The “great and wonderful Maharishi”, as Walne calls his guru, “always said that if we got enough people doing TM in one city, then all the negative trends there would decrease and the crime rate would drop”. Scientists, says Walne, means tested the TM in several cities of the US and found the results attested the claims. And then came TM- Siddhi, which brought into play the “three stages of yogic flying” that he claims helped cut crime rates in Washington DC.
In the first stage of yogic flying, energy moves up the spine. The second stage involves sitting cross-legged and building up a “desire to lift off, do the flying”. Walne says he himself has hopped 4-5 inches. The third stage is hovering several feet above, which only the master has achieved and nobody has seen. In Walne’s case, TM also helped him get off alcohol and Valium.

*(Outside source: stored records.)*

PR #1211, opened 2018-08-21
Bug fix: prevent achievements from enabling after restoring state

avanwinkle:
This PR addresses a bug in Achievement behavior wherein achievements without `enable_events` inherit behavior from `mode_device.add_control_events_in_mode()` and automatically enable themselves when their modes start.

This inherited behavior is contradictory to the achievement's `device_loaded_in_mode()` behavior, which to calls `_reset()` or `_restore_state()` and uses sophisticated logic to determine the desired state of the achievement (including automatically enabling achievements without `enable_events` defined).

Unfortunately `add_control_events_in_mode()` creates a callback which is called _after_ `device_loaded_in_mode()`, so any achievement without `enable_events` will subsequently have its restored state changed to "enabled".

This PR overwrites the `add_control_events_in_mode()` behavior for Achievements to do nothing. The expected result is that `_restore_state()` will handle all of the desired behavior.

### DIFF
--- a/mpf/devices/achievement.py
+++ b/mpf/devices/achievement.py
@@ -220,6 +220,15 @@ class Achievement(ModeDevice):
             self._show.stop()
             self._show = None
 
+    def add_control_events_in_mode(self, mode: Mode) -> None:
+        """Override the default mode device behavior of automatically enabling devices
+        that don't explicitly define enable_events.
+
+        Achievements use sophisticated logic to handle their mode-starting states
+        during device_loaded_in_mode(). Therefore no default enabling is required.
+        """
+        pass
+
     def add_to_group(self, group):
         """Add this achievement to an achievement group.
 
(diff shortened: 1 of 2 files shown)


jabdoa2:
Prospector is unhappy:

```
Messages
========
mpf/devices/achievement.py
  Line: 223
    pep257: D205 / 1 blank line required between summary line and description (found 0)
    pep257: D400 / First line should end with a period (not 's')
Check Information
=================
         Started: 2018-08-21 23:15:29.046836
        Finished: 2018-08-21 23:17:15.629410
      Time Taken: 106.58 seconds
       Formatter: grouped
        Profiles: .prospector.yaml, doc_warnings, strictness_veryhigh, no_member_warnings, no_test_warnings
      Strictness: from profile
  Libraries Used: 
       Tools Run: dodgy, mccabe, pep257, pep8, profile-validator, pyflakes, pylint
  Messages Found: 2
```

Can you fix that? Should we add a test for this case?

avanwinkle:
Yes, and I'll get some tests up too!

jabdoa2:
Awesome! That looks really good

Barak Azmon, 48, an ophthalmologist-turned-medical equipment exporter from Israel, did his first tour of piety at the Maha Kumbh in 1989. Back then Israelis were barred from visiting India. “I paid baksheesh and got a visa in Italy,” he laughs. He stayed for two years living, working and travelling across India, even enrolling for a while in philosophy at the Banaras Hindu University.
“India is my second home and the Kumbh is the condensed version of India,” says Azmon, a leftish secularist. The nearest thing to god came to him far from the Kumbh, in the remote Himalayan region of Manali, 15 years ago when he and two other Israeli doctors ran a two-week eye camp. “We literally gave eyesight to the blind. For the first time I felt like a real doctor.”